Personal information
- Date of birth: May 11, 1970 (age 56)
- Place of birth: Albuquerque, New Mexico, U.S.
- Height: 5 ft 11 in (1.80 m)
- Position: Midfielder

Youth career
- 1988–1991: Fresno State

Senior career*
- Years: Team / Apps / (Gls)
- 1992–1993: SSV Ulm 1846 / 24 / (6)
- 1993–1995: Sacramento Knights (indoor)
- 1993–1994: Kansas City Attack (indoor) / 6 / (1)
- 1996–1998: Dallas Burn / 65 / (15)
- 1999–2000: Sacramento Knights (indoor)

= Gerell Elliott =

American soccer player (born 1970)

Gerell Elliott (born May 11, 1970) is an American retired soccer player who spent three seasons in Major League Soccer.

==Youth==
Elliott grew up in Albuquerque, New Mexico where he attended Manzano High School. He then attended Fresno State University, playing on the men's soccer team from 1988 to 1991. He was a 1990 Third-Team All-American and a 1991 First-Team All-American. in addition to being the 1991 Big West Player of the Year. He finished his career with fifty-four goals and twenty-eight assists.

==Professional==
In August 1992, Elliott signed with SSV Ulm 1846 of the Oberliga Baden-Württemberg. He played twenty-four games, scoring six goals. In the summer of 1993, Elliott returned to the United States and joined the Sacramento Knights of the Continental Indoor Soccer League (CISL) which had picked him in the first round (third overall) of the draft.
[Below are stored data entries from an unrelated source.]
PR #433, opened 2023-12-14
OID: Make CodeGen v2 (TypeGraph) the default

ajor:
##
Set CodeGen v2 as the default mode. CodeGen v1 can still be requested with "-Ftype-graph".

Update the CI to only run OID tests with v2. OIL tests still run with v1. Rename the CI jobs to reflect that v2 is now the default and v1 is the special-case.

## Test plan
- CI
- Run oid manually without specifying "-ftype-graph" and confirm that CodeGen v2 is run


JakeHillion (approved):
hype. you need to change the required checks in the repo settings with the renaming.

PR #443, opened 2023-12-22
type_graph: avoid overwriting explicitly set alignment

JakeHillion:
type_graph: avoid overwriting explicitly set alignment

Previously AlignmentCalc calculates the alignment and sets packing for every
type except a member with explicit alignment. Change this to check whether an
alignment has been previously set for a type before calculating it. Use this in
ClangTypeParser where the full alignment of the type is available.

Remove explicitly aligning members by the type because that was previously
reserved for members with explicit alignment. AlignmentCalc will correctly
align a member to the underlying type without this. Explicit member alignment
is still missing, as before this change.

Test plan:
- CI
- Too little. Gets further into a production type than without this change.

### DIFF
--- a/oi/type_graph/AlignmentCalc.cpp
+++ b/oi/type_graph/AlignmentCalc.cpp
@@ -50,23 +50,25 @@ void AlignmentCalc::accept(Type& type) {
 void AlignmentCalc::visit(Class& c) {
   RecursiveVisitor::visit(c);
 
-  uint64_t alignment = 1;
-  for (auto& member : c.members) {
-    if (member.align == 0) {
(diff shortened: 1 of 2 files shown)


ajor (approved):
No tests for ClangTypeParser? 😢

JakeHillion:
> No tests for ClangTypeParser? 😢

Unfortunately not... I was hoping to enable all the integration tests and get coverage that way then add unit tests later. The integration tests PR is stalled because of the build system stuff so I might look into adding unit tests similar to DrgnParser next week - it's also not trivial though because it needs the compilation command of the integration test target and not just the compiled binary from CMake.

Issue #295, opened 2023-08-18
CodeGen v2 codegen fails for zero length array


JakeHillion:
JIT compiler error:
```
1925988647140263860.cc:138:7: error: base class has incomplete type
    : validate_size<Type, ExpectedSize, sizeof(Type)> {};
      ^~~~~~~~~~~~~~~~~~~~~~~~~~~~~~~~~~~~~~~~~~~~~~~
1925988647140263860.cc:213:15: note: in instantiation of template class 'validate_size<OIInternal::(anonymous namespace)::Foo0_0, 0, 0>' requested here
static_assert(validate_size<Foo0_0, 0>::value);
              ^
1925988647140263860.cc:132:8: note: definition of 'validate_size<OIInternal::(anonymous namespace)::Foo0_0, 0, 0>' is not complete until the closing '}'
struct validate_size : std::true_type {
       ^
1 error generated.
```

Unclear why this is happening. #294 does not fix it, and everything looks to be defined in the correct order. Needs further debugging.

Examples:
- `build/test/integration/integration_test_runner --gtest_filter='OidIntegration.arrays_member_int0' --verbose --preserve --enable-feature type-graph`

ttreyer:
Why do we have both a 3-template-params version and a 2-template-param version that inherit from the first? Do we ever use the 3-template-params version directly?

I'm able to pass the static assert if I use two distinct structs (like `validate_size_3` and `validate_size_2`), instead of only one version that inherit from the other. Both Clang and GCC are unhappy about the inheritance, but fine with the two distinct structs.
See https://godbolt.org/z/9YWMvozof, I could update our implementation to use the two distinct structs, but I don't know if CodeGen will need updating.

JakeHillion:
I see no problem with renaming the 3 param version, as you say it should only be used indirectly by the 2 param version. The reason there are two is to get the ActualSize explicitly in the 3 parameter version so it's included in the compiler error.

The best fix is probably to rename the two param version to `validate_size_eq` and remove the default value on `ActualSize`.

Thanks for looking at this!

ttreyer:
Fixed by #453

PR #453, opened 2024-01-10
Fix CodeGen V2 for zero-length array 

ttreyer:
## Summary
Fix issue #295
1. Replace the recursive `validate_size` template with a non-recursive one, making CodeGen compile
2. Process zero-length array as containers, so no object size is left unread in the data buffer
3. Enable the zero-length array test

Is it ok to process zero-length array as container?
I had to modify the test's results to all `0` sizes. Is this the behavior expected? Or should it report an exclusive size of `1` for the `Foo` struct?

## Test plan
The example provided in #295 now passes successfully and has been enabled in the integration tests.
```
$ build/test/integration/integration_test_runner --gtest_filter='OidIntegration.arrays_member_int0' --verbose --preserve --enable-feature type-graph
```

### DIFF
--- a/test/integration/arrays.toml
+++ b/test/integration/arrays.toml
@@ -42,10 +42,6 @@ definitions = '''
         "capacity":10
       }]}]'''
   [cases.member_int0]
-    oil_skip = 'zero length arrays fail codegen v2' # https://github.com/facebookexperimental/object-introspection/issues/295
-    # WARNING: zero-length arrays are handled differently to non-empty arrays.
-    # They end up not being treated as containers. This should probably change
-    # in the future.
     param_types = ["const Foo0&"]
     setup = "return {};"
     expect_json = '''[{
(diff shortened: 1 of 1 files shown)


oi/TreeBuilder.cpp
```diff
@@ -379,8 +379,7 @@ uint64_t TreeBuilder::next() {
 
 bool TreeBuilder::isContainer(const Variable& variable) {
   return th->containerTypeMap.contains(variable.type) ||
-         (drgn_type_kind(variable.type) == DRGN_TYPE_ARRAY &&
-          drgn_type_length(variable.type) > 0);
+         drgn_type_kind(variable.type) == DRGN_TYPE_ARRAY;
```
JakeHillion, line 382: This change breaks CodeGen-v1 for zero length arrays: `make oid && OID_TEST_ARGS='-Ftype-graph' build/test/integration/integration_test_runner --verbose --preserve --force --gtest_filter="OidIntegration.arrays_member_int0"`

I think this works instead:
```cpp
bool TreeBuilder::isContainer(const Variable& variable) {
  if (th->containerTypeMap.contains(variable.type))
    return true;
  if (drgn_type_kind(variable.type) != DRGN_TYPE_ARRAY)
    return false;
  return config.features[Feature::TypeGraph] || drgn_type_length(variable.type) > 0;
}
```

JakeHillion (commented):
Not sure how much we care about breaking codegen-v1 at this point, but this does seem to. Pretty easy to make it work with both :) if we have consensus that codegen-v1 is dead that I missed then you don't need to worry.

JakeHillion (approved):

PR #454, opened 2024-01-10
Add namespaces to integration tests' "typeName"

ttreyer:
## Summary
Some integration tests have not been updated since drgn started reporting type names with all their namespaces, and were failing.

## Test plan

He would continue to play for the Knights for the 1993, 1994 and 1995 summer seasons. In the fall of 1993, he signed with the Kansas City Attack of the National Professional Soccer League (NPSL). On February 7, 1996, the Dallas Burn selected Elliott in the eighth round (seventy-third overall) in the 1996 MLS Inaugural Player Draft. He spent three seasons with the Burn, winning the 1997 U.S. Open Cup, before announcing his intention to retire in November 1998. In 1999, he returned to the Sacramento Knights, now competing in the World Indoor Soccer League. That season, the Knights won the league championship. He retired following the 2000 season.

==Teaching career==
After Elliott retired, he began teaching at Arlington Heights Elementary (San Juan Unified School District) located in Citrus Heights, California in 2003.

Then in 2008, he left Arlington Heights and began teaching at Twin Lakes Elementary which is in the same district. But in 2011, he started teaching at Del Dayo Elementary School, then after three weeks, he returned to Twin Lakes. He later went on to teach at Woodside K8 school, and is currently a second grade teacher.